- _Instructions to follow_: Report every line of the data where the string "later" appears.

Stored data
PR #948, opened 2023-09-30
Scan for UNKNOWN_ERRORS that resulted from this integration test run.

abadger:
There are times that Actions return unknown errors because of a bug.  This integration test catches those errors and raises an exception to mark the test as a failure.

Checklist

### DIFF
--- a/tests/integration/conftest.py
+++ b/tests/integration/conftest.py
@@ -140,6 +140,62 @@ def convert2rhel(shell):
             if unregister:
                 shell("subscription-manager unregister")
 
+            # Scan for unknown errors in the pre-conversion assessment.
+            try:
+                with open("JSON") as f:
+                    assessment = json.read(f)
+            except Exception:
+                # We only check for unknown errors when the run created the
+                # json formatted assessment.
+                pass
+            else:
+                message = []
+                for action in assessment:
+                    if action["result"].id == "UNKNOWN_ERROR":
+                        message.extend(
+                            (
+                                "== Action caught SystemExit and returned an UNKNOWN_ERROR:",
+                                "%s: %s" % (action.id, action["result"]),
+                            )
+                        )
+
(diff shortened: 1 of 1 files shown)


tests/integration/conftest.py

---

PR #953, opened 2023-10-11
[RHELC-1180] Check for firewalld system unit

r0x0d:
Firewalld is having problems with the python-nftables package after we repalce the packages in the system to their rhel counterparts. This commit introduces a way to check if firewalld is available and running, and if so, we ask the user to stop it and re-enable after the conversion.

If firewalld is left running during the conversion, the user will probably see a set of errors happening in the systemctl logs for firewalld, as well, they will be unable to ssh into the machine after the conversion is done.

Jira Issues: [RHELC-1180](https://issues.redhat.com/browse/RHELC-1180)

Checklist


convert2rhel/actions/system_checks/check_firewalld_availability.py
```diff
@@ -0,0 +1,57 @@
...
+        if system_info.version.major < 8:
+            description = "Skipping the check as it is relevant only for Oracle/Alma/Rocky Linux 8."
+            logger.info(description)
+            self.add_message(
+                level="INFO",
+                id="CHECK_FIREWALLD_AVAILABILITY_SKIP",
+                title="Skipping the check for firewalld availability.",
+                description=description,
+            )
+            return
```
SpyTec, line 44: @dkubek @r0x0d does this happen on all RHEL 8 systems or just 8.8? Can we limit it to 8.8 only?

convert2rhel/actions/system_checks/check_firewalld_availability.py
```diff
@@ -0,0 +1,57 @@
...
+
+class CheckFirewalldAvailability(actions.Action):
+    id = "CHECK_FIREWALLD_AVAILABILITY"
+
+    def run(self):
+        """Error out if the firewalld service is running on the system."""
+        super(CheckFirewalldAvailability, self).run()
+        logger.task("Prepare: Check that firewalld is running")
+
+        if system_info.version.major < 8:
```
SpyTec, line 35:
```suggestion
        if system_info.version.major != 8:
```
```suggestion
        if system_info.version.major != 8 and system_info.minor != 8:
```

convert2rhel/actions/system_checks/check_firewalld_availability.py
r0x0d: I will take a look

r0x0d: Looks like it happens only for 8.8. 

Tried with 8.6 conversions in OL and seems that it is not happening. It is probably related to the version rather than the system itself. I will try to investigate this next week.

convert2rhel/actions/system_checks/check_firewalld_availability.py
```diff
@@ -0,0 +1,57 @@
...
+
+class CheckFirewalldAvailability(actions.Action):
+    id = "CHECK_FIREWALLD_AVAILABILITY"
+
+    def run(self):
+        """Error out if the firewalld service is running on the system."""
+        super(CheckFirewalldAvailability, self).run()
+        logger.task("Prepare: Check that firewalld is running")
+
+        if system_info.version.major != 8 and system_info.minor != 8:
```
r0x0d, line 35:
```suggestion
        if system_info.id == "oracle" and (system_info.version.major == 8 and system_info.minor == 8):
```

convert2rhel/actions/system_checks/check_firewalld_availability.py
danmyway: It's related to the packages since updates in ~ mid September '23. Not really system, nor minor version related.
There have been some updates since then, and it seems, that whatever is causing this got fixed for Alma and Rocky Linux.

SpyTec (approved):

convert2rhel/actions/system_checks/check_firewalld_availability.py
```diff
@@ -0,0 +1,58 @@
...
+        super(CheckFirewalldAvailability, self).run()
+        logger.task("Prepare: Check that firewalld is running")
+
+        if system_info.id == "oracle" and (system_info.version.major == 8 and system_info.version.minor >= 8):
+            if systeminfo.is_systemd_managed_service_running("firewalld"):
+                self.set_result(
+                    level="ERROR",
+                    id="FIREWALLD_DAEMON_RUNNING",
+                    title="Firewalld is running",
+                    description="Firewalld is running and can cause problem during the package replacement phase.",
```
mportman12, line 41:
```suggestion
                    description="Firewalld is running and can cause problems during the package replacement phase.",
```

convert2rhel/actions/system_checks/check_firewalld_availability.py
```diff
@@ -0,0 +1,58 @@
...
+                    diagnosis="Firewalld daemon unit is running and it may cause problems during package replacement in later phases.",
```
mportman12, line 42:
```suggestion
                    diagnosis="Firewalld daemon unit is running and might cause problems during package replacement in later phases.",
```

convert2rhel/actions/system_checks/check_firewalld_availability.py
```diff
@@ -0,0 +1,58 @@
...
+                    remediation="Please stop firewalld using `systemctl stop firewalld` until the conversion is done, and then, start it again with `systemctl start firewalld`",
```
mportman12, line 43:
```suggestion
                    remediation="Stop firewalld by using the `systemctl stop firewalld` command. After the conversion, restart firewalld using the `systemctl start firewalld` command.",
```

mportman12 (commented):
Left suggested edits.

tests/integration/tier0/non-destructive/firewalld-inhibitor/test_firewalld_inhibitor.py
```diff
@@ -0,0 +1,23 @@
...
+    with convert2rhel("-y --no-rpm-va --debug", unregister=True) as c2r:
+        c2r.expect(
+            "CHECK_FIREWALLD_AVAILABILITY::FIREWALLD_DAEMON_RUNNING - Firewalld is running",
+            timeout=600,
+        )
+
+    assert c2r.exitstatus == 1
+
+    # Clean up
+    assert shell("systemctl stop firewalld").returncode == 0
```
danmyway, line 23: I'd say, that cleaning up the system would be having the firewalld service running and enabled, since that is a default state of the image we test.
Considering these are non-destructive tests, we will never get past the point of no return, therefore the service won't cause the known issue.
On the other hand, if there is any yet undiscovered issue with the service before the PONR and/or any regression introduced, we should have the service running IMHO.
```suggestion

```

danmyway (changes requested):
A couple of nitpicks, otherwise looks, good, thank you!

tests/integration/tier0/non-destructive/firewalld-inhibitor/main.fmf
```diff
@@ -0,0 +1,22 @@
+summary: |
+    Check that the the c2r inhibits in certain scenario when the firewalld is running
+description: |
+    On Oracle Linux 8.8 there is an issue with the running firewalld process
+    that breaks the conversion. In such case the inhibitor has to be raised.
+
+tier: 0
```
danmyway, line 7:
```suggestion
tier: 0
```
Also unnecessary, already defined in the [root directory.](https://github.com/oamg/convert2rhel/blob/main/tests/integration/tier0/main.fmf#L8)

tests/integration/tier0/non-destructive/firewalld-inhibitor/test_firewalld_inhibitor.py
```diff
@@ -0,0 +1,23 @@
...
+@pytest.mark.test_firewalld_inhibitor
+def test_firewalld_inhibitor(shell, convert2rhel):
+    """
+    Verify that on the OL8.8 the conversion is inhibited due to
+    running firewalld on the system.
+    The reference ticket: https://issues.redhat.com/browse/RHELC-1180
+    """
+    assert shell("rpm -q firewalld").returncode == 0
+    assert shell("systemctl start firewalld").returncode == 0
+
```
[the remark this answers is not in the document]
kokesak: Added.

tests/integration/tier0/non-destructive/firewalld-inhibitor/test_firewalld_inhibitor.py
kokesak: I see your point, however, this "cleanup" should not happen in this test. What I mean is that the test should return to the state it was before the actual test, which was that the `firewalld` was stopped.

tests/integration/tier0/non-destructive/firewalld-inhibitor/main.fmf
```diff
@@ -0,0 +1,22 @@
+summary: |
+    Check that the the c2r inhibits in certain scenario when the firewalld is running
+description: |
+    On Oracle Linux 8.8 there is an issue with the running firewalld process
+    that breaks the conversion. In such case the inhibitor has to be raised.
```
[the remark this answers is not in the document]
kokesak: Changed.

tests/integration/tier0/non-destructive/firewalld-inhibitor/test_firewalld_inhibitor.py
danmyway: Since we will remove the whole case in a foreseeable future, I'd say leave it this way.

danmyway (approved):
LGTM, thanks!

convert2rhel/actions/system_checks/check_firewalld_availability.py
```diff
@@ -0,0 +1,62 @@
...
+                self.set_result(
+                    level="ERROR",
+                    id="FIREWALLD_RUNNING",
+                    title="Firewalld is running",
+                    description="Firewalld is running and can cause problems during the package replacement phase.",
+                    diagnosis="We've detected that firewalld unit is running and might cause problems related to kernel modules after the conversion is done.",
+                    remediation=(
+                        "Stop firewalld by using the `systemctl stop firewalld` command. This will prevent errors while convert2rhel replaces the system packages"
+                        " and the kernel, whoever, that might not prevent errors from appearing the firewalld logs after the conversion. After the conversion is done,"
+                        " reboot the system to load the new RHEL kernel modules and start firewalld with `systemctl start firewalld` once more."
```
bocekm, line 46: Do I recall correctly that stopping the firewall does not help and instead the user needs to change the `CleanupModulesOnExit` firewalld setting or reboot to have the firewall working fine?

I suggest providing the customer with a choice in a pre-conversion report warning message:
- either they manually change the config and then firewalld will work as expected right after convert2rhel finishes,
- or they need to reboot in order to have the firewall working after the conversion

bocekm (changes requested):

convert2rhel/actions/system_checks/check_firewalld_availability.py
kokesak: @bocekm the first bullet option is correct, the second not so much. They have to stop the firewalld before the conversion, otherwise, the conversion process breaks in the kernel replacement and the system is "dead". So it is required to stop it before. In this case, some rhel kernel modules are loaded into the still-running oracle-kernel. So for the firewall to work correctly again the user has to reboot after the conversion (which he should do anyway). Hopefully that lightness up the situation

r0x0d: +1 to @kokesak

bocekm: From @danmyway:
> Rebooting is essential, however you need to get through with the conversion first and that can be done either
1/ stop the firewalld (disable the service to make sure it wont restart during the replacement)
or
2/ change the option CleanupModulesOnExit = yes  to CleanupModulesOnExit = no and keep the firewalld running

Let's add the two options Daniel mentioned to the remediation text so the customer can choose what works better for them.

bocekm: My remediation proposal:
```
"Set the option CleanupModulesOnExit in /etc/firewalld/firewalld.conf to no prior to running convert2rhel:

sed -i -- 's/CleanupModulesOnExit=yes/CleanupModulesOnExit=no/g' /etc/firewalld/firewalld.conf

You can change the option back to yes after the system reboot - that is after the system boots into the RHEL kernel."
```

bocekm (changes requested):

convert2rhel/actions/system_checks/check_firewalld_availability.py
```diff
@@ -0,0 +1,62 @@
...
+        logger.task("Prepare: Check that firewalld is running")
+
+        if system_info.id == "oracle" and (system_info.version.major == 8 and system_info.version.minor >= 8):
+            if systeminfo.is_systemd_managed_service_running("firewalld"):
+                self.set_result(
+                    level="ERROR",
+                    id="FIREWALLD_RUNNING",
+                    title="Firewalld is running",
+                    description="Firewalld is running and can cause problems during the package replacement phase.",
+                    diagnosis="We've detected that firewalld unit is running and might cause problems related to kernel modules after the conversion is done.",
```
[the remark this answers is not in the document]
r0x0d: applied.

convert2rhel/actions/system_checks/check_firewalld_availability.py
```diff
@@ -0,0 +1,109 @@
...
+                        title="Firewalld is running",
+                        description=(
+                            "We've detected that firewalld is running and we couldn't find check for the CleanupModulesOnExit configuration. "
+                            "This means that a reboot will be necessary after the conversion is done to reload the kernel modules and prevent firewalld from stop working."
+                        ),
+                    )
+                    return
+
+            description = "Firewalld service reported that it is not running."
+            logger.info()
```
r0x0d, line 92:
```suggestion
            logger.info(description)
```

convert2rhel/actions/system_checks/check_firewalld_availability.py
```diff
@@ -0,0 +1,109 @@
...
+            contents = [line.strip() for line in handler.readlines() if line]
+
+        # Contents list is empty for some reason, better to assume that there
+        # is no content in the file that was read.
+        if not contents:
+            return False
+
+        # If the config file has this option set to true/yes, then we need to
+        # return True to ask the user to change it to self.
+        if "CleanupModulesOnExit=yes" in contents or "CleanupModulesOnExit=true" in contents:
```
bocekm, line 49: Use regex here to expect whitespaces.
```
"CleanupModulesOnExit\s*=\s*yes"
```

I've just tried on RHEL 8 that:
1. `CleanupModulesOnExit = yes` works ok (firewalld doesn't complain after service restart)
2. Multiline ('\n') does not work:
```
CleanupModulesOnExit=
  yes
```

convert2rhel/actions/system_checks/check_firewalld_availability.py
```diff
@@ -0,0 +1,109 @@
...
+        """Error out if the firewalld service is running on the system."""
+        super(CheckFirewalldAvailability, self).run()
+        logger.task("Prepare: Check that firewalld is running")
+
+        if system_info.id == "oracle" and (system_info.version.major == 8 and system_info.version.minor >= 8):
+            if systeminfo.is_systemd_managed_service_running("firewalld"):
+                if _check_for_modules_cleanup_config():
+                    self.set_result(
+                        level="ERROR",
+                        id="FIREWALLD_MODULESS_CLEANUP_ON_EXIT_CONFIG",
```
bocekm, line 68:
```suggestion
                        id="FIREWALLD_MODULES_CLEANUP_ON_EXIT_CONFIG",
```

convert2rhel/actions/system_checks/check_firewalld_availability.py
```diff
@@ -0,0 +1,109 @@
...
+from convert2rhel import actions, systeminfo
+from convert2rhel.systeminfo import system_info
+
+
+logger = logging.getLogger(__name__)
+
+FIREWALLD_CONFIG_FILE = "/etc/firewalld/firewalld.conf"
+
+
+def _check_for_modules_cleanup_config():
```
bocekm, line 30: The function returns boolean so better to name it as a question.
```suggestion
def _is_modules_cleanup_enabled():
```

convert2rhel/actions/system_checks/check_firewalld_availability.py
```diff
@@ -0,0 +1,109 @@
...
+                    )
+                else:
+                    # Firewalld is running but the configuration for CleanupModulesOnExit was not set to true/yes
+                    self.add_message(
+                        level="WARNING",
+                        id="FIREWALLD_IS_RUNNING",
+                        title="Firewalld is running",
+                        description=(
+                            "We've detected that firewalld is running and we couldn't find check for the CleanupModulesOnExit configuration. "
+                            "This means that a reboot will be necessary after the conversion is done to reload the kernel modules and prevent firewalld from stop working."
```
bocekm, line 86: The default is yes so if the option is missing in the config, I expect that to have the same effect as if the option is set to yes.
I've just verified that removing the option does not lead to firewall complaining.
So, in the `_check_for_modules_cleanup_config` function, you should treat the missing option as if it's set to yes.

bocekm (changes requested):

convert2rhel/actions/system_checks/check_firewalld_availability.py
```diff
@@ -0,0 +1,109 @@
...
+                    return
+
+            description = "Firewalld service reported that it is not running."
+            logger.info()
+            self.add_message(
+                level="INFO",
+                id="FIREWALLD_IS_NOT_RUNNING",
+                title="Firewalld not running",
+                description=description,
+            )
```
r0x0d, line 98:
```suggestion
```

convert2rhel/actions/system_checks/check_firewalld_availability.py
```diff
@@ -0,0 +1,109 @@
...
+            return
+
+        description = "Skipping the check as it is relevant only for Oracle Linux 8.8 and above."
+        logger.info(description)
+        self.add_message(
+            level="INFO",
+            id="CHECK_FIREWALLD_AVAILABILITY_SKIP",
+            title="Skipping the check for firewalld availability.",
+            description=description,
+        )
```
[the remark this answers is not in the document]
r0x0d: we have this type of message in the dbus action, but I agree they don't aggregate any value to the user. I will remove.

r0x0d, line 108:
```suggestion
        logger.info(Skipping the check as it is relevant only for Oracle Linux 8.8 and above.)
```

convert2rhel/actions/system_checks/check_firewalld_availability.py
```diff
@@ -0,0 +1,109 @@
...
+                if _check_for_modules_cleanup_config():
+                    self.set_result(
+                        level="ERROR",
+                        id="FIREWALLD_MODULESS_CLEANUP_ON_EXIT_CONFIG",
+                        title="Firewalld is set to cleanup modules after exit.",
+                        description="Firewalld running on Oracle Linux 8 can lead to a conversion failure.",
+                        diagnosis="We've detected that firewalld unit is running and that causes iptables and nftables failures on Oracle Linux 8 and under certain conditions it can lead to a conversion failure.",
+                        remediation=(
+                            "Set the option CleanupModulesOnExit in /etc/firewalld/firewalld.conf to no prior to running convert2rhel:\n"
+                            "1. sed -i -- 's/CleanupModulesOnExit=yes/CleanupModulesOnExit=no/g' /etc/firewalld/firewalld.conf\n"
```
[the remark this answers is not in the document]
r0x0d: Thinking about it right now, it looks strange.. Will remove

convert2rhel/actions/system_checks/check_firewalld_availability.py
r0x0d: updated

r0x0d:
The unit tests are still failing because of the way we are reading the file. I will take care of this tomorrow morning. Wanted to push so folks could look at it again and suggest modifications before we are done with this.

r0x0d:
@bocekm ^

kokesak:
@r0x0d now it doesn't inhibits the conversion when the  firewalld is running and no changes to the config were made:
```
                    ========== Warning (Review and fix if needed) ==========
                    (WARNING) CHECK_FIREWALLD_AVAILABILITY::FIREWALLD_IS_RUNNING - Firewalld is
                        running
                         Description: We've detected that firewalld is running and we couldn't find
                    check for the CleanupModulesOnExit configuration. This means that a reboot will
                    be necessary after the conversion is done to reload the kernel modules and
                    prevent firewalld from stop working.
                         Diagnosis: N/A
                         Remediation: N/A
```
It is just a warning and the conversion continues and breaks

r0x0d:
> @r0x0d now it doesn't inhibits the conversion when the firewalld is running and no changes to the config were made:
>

- _Problem solution_:
+                    diagnosis="Firewalld daemon unit is running and it may cause problems during package replacement in later phases.",
                    diagnosis="Firewalld daemon unit is running and might cause problems during package replacement in later phases.",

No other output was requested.